I noted a Shibuya-kei revival going on in Tokyo, but can't claim to be terribly excited by bands like Console, Plus Tech Squeezebox, Macdonald Duck Eclair, Dahlia, Migu, and Spank Happy. The latter approached me for some production work only to be told that I simply couldn't muster the required enthusiasm. The people I've been impressed with in Japan this year are on the experimental / noise scene. People like Cosmos (Sachiko M and Ami Yoshida) and the Off Site collective, especially Toshi Nakamura. Rumour is that he's collaborating with Kahimi Karie now; Shibuya-kei may be coming back, but the original Shibuya-kei artists are way off in left-field. Actually, I have been experiencing some 90s nostalgia recently. I discovered a cache of old video 8 tapes made by a teenager in 1995. They mostly consist of shots of Pizzicato 5 records -- white vinyl, clear vinyl, plush graphics -- spinning on a Cornelius turntable. Sometimes the camera pans to the window, and the Tokyo skyline. It sounds boring, but in fact these tapes are the most beautiful thing I've seen all year, and bring back in a vivid rush the incredible atmosphere of Tokyo in the 90s; the transcendental glamour, the sophisticated irony, the sense that style could save us all. Although I don't think the Shibuya-kei revival can ever touch the original movement, my Tokyo blogger friends Jean Snow and Marxy have a different view and can keep you up to date on developments.

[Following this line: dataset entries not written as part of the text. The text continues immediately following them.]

PR #296, opened 2024-09-18
feat: add find_by method to content

tdstein:
Adds the find_by method to content. The find_by method is a convenience method for filtering a collection of records by attribute values.  All filtering happens client-side. This method can be improved to utilize server-side filtering using query parameters.

### DIFF
--- a/integration/tests/posit/connect/test_content.py
+++ b/integration/tests/posit/connect/test_content.py
@@ -29,7 +29,7 @@ class TestContent:
         assert self.client.content.find()
 
     def test_find_by(self):
-        assert self.client.content.find_by(guild=self.content["guid"]) == self.content
+        assert self.client.content.find_by(guid=self.content["guid"]) == self.content
 
     def test_find_one(self):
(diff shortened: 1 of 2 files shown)


tests/posit/connect/test_content.py
```diff
@@ -406,6 +406,45 @@ def test_params_include_none(self):
...
+        mock_get = responses.get(
+            "https://connect.example/__api__/v1/content",
+            json=load_mock("v1/content.json"),
+        )
+
+        # setup
+        client = Client("https://connect.example", "12345")
+
+        # invoke
+        content = client.content.find_by(name="does-not-exist")
```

My favourite live event of the year took place in August in a traditional Japanese tea house in Omihatchiman, on the shores of Lake Biwa, Japan. It involved a fusion of tea ceremony and laptop electronica / performance art, and featured my current favourite Japanese artist, Yuko Nexus6. The event was organised by Phirip, who's also worth watching. The best demo I was given this year came from Kaori Mitsushima. There was something fresh, simple and experimental about the Mon Minou CD she handed me at my Tokyo concert. Since Kaori was moving to Berlin to live with her Finnish-American boyfriend Mika, I headhunted her to work with me on the music for the Martin Crimp play I'm doing. If you're in Berlin, come along and hear the results. Performances are on 16th 18th 19th, and 20th November, and then there are two or three shows between November 22nd and 28th and a few in early January.



Some other kinds of music impressed me this year. First, there were the snatches of Tatar folk music I heard when I was in Izhevsk, which had me thinking, for a while, of making my next album 'tatartronic'. Then there was the fabulous Cantonese Opera I saw at the Sunbeam Theatre in Hong Kong. I bought a lot of old vinyl in markets in both Japan and Berlin, and it was mostly of the horspiel type -- dramatic productions using kabuki music, or old German children's records on the communist Litera label. I downloaded a lot of contemporary classical music from a file sharing service I can't tell you about -- stuff like the unreleased Lamonte Young concerts from the early 60s. And I discovered that I really like Alejandra and Aeron, founders of the Lucky Kitchen label.